- Opening Delimiter -

PR #277, opened 2016-06-14
Consistently store the collection proxy for has many associations

dylanahsmith:
@daniellaniyo & @tjoyal for review, cc @camilo 

## Problem

IdentityCache::QueryApi#get_embedded_association was storing an active record collection proxy in the cached association instance variable, but IdentityCache::QueryApi#set_embedded_association was storing the association itself.  This resulted in an otherwise unnecessary `.is_a?(ActiveRecord::Associations::CollectionAssociation)` when using that instance variable.

## Solution

Store `association.reader` in set_embedded_association so the collection proxy is always stored for cache has many associations

### DIFF
--- a/lib/identity_cache/query_api.rb
+++ b/lib/identity_cache/query_api.rb
@@ -146,7 +146,7 @@ module IdentityCache
           association = reflection.association_class.new(record, reflection)
           association.target = coder_or_array.map {|e| record_from_coder(e) }
           association.target.each {|e| association.set_inverse_instance(e) }
-          association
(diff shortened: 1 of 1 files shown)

- Closing Delimiter -

■ **What you will do**
Answer with a number only: how many lines above include the word "proxy"?

■ **Your solution**
3